TASK INSTRUCTIONS - Your answer should consist of each line below that includes the word "gets".

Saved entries
☆ ☆ ☆ ☆ ☆

PR #2484, opened 2026-09-09
fix(vault): keep the deposit step counter inside its card on mobile

### LINKED ISSUE #2419: Deposit progress: the step counter overflows its card on mobile
## Context

The step-group counter in the Deposit Progress modal, at narrow viewport widths.

## Changes

**Now:** `GroupHeader` renders `<div className="flex items-center gap-3">` with the group title as `flex-1` and no `min-w-0`/`truncate` (`services/vault/src/components/simple/DepositProgressView/GroupHeader.tsx:99-108`), and the `x/y` counter as a trailing span with no `shrink-0` (`:109-117`). The counter string comes from `COPY.groups.stepCounter` (`services/vault/src/copy.ts:387-388`). The card wrapper is `rounded-2xl bg-secondary-highlight p-4` with no `overflow-hidden` (`GroupBlock.tsx`).
**Expected:** the counter stays inside the card at mobile widths.
**Where:** `GroupHeader.tsx:99-117`

Flex items default to `min-width: auto`, so a long title such as "Activate BTCVault" refuses to shrink below its intrinsic width and pushes the counter past the card edge — nothing above it clips overflow.

## Not proven

This is the classic flexbox `min-width: auto` overflow and matches the symptom, but it was not reproduced. Check at ~360px width whether adding `min-w-0`/`truncate` to the title at `GroupHeader.tsx:99` fixes it, and rule out `SplitGroupedProgress.tsx`'s `flex gap-6` column layout as the actual container.

<details>

[Slack thread](https://babylonlabsworkspace.slack.com/archives/C07EG11U45A/p1787799557932569)

> In Mobile mode small issue with 0/3 getting out of the box.

</details>

jeremy-babylonlabs:
Closes #2419

## What

The `x/y` step-group counter in the Deposit Progress modal overflowed its card at mobile widths.

The group title was `flex-1` with no `min-width: 0`, so it refused to shrink below its content width and pushed the counter past the card edge. The counter had no `shrink-0`, so it could also be compressed.

- Title gets `min-w-0` so it can shrink, plus `overflow-hidden text-ellipsis` so it clips.
- Counter gets `shrink-0` so it always renders whole.

## Why not `truncate`

`truncate` sets `white-space: nowrap` at every breakpoint. This component gates nowrap behind `xl:` (added in #2296) precisely so narrow viewports wrap instead of overflowing. Using the shorthand would clip text that should wrap on mobile — a new bug in place of the old one. `overflow-hidden text-ellipsis` leaves the existing breakpoint-gated `whitespace-nowrap` in charge.

## Testing

One test in `GroupedProgress.test.tsx` asserts the mechanism: the counter and the title are siblings in one flex row, the title carries `min-w-0 overflow-hidden`, and the counter carries `shrink-0`. The group header and its step counter are photographed at 390×844 by the existing visual harness (`deposit-progress-step-NN--mobile.png` and `deposit-progress-split--mobile.png`), so a reintroduced overflow surfaces as a diff in the visual-regression report.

☆ ☆ ☆ ☆ ☆

ANSWER TO THIS EXERCISE -
- Title gets `min-w-0` so it can shrink, plus `overflow-hidden text-ellipsis` so it clips.
- Counter gets `shrink-0` so it always renders whole.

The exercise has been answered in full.